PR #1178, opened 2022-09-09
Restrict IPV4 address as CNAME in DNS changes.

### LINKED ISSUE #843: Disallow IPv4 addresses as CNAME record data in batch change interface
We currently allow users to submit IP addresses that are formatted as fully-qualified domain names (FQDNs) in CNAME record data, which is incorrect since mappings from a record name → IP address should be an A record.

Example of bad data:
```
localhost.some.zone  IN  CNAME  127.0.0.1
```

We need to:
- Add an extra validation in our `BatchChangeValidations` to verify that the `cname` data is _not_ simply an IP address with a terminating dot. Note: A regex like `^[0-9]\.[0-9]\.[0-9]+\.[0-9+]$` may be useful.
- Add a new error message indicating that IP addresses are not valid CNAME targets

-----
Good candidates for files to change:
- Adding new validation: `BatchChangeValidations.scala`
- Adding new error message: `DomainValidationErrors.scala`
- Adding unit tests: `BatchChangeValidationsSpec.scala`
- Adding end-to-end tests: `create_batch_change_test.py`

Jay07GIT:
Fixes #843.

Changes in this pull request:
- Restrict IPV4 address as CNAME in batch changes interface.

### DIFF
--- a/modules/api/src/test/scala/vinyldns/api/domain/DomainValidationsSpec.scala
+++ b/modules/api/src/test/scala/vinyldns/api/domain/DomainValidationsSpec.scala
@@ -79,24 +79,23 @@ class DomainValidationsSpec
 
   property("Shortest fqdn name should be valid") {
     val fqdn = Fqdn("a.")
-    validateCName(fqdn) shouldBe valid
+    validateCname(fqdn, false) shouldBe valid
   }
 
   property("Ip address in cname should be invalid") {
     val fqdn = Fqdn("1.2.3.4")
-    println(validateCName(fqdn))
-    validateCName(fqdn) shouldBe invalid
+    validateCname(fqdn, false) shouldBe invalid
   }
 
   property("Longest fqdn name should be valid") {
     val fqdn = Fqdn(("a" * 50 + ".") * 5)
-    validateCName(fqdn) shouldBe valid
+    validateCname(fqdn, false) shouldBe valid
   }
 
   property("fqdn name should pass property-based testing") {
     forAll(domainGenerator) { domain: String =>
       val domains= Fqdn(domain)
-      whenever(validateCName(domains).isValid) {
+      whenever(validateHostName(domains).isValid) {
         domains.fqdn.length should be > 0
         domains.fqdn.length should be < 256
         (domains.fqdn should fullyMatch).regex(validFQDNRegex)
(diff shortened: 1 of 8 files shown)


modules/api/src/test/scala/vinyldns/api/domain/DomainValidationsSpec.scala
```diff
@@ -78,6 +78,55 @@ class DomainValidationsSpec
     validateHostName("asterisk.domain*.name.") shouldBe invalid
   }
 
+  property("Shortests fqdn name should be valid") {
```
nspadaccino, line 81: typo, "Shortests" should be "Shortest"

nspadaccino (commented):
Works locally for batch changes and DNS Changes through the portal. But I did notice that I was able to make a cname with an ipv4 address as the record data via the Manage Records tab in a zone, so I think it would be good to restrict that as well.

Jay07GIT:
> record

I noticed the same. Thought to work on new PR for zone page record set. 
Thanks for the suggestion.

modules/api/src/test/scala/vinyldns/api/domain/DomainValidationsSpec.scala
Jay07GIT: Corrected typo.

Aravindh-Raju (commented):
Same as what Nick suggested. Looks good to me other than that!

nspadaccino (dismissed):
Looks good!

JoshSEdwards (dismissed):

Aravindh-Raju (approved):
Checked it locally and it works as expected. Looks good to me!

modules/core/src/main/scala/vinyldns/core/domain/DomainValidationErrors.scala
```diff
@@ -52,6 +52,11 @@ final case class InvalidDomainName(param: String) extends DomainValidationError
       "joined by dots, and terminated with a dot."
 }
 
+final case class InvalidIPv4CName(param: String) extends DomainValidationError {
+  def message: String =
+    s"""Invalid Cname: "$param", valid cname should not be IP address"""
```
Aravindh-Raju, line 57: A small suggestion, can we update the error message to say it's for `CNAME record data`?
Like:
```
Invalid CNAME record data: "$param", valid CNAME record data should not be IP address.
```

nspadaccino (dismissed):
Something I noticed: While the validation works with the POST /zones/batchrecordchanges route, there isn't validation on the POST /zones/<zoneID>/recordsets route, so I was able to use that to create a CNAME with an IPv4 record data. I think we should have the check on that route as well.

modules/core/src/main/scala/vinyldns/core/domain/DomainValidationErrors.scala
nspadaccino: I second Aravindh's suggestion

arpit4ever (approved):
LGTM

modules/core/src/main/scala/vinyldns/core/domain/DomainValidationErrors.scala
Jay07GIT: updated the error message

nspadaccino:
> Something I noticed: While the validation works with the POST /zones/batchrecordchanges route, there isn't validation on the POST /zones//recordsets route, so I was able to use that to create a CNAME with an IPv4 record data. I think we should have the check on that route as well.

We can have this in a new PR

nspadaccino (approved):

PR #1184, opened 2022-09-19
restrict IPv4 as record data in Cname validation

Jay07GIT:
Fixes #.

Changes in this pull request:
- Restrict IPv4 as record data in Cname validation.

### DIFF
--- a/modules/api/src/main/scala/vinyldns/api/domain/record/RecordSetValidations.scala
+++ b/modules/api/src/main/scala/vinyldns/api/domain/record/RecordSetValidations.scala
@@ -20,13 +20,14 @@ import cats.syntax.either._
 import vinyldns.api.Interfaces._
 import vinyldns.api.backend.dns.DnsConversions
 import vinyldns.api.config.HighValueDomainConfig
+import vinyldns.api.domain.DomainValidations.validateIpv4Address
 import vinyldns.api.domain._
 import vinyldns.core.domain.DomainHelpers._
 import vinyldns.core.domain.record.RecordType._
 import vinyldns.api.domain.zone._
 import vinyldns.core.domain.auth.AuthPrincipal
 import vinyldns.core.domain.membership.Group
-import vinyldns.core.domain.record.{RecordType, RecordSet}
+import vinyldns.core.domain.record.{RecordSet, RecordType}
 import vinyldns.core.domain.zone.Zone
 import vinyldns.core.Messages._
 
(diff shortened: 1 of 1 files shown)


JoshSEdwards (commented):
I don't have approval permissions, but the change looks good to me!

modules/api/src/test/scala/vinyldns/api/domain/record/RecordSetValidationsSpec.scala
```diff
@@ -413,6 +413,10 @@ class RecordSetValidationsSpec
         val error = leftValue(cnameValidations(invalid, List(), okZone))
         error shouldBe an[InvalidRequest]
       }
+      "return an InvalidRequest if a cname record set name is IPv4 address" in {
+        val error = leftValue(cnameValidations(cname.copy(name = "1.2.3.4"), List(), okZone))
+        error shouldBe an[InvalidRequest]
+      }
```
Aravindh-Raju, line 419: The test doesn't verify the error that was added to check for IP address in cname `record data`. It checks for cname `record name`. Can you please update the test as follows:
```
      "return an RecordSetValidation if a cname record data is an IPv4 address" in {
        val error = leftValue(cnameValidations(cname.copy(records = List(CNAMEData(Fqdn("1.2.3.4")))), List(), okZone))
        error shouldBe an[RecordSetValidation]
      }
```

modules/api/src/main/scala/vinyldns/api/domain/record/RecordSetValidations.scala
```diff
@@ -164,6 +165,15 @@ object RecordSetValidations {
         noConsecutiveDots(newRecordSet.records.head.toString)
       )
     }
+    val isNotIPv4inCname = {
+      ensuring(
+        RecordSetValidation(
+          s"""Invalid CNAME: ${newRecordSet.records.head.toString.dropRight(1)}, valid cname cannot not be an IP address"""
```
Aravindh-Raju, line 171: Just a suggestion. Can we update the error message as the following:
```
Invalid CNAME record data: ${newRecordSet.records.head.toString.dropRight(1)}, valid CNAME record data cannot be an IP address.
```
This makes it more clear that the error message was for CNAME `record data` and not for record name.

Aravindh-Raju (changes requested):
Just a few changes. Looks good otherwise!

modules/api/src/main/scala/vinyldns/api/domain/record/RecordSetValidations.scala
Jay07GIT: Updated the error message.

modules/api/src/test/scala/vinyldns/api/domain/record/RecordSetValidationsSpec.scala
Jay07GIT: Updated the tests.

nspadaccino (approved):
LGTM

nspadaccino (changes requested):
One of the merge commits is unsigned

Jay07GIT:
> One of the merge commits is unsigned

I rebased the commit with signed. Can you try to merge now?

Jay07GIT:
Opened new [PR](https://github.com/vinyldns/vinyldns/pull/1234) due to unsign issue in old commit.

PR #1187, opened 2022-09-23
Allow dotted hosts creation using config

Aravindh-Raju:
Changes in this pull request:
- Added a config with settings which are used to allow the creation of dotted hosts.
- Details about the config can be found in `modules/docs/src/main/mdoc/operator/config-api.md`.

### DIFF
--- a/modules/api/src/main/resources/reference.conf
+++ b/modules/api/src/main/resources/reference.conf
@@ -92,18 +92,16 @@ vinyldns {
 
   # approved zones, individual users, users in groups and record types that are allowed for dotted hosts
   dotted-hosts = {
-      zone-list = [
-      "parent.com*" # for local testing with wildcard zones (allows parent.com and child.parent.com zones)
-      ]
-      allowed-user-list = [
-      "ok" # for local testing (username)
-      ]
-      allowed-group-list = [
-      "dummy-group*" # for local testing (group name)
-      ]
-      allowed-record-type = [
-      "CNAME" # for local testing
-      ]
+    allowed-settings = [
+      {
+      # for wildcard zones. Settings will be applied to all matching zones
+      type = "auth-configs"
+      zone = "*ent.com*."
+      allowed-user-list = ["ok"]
━━━━
## Prompt
Your answer must be a single number: the count of lines in the records above that contain "testing".

## Task answer
5